▶ **PROBLEM STATEMENT**:
Search the material for "changes" and copy each line in which it is found.

▶ **RECORD EXCERPTS**:
PR #3275, opened 2025-08-13
Provide node_pool_auto_config only when node auto provisioning is enabled for GKE standard cluster

kumadee:
For a GKE standard cluster with node auto provisioning disabled, the node_pool_auto_config settings are irrelevant and seeing the changes in terraform plan can be confusing.

With this PR, if the node auto provisioning is enabled then node_pool_auto_config settings will be applied otherwise not.

---
**Checklist**

### DIFF
--- a/modules/gke-cluster-standard/main.tf
+++ b/modules/gke-cluster-standard/main.tf
@@ -88,16 +88,19 @@ resource "google_container_cluster" "cluster" {
       }
     }
   }
-  node_pool_auto_config {
-    network_tags {
-      tags = var.node_pool_auto_config.network_tags
-    }
-    resource_manager_tags = var.node_pool_auto_config.resource_manager_tags
-    node_kubelet_config {
-      insecure_kubelet_readonly_port_enabled = upper(var.node_pool_auto_config.kubelet_readonly_port_enabled)
-    }
-    linux_node_config {
-      cgroup_mode = var.node_pool_auto_config.cgroup_mode
+  dynamic "node_pool_auto_config" {
+    for_each = (local.cas != null && local.cas.enabled) ? [""] : []
+    content {
+      network_tags {
+        tags = var.node_pool_auto_config.network_tags
+      }
+      resource_manager_tags = var.node_pool_auto_config.resource_manager_tags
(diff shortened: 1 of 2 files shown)


ludoo (commented):
Thanks for this PR, can you apply the same changes to the autopilot module?

kumadee:
> Thanks for this PR, can you apply the same changes to the autopilot module?

Currently the autopilot module always enables (implicitly done if `cluster_autoscaling.enabled` is not defined) node auto provisioning. From that perspective this change is not applicable.

I could add this change only if we want to make node auto provisioning optional for GKE autopilot. In such a case, the end user also has to ensure that they specify their own node pools. We would also have to do additional refactoring of the autopilot module for e.g. it is missing `node_pool_defaults` which might become relevant for user defined node pools.

ludoo (approved):

kumadee:
Looks like the test failed on CI due to usage of terraform < 1.12.0. I have a higher version on my local.
Logical binary operation short-circuiting was introduced with https://github.com/hashicorp/terraform/pull/36224 in terraform v1.12.0.

Nonetheless, I will handle the issue for lower versions of terraform.

modules/gke-cluster-standard/main.tf
```diff
@@ -88,16 +88,19 @@ resource "google_container_cluster" "cluster" {
...
-      tags = var.node_pool_auto_config.network_tags
-    }
-    resource_manager_tags = var.node_pool_auto_config.resource_manager_tags
-    node_kubelet_config {
-      insecure_kubelet_readonly_port_enabled = upper(var.node_pool_auto_config.kubelet_readonly_port_enabled)
-    }
-    linux_node_config {
-      cgroup_mode = var.node_pool_auto_config.cgroup_mode
+  dynamic "node_pool_auto_config" {
+    for_each = (local.cas != null && try(local.cas.enabled, false)) ? [""] : []
```
ludoo: why not `try(local.cas.enabled, null) == true`?

kumadee: refactored as suggested

ludoo (approved):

▶ **REPLY TO THE TASK**:
For a GKE standard cluster with node auto provisioning disabled, the node_pool_auto_config settings are irrelevant and seeing the changes in terraform plan can be confusing.
Thanks for this PR, can you apply the same changes to the autopilot module?
> Thanks for this PR, can you apply the same changes to the autopilot module?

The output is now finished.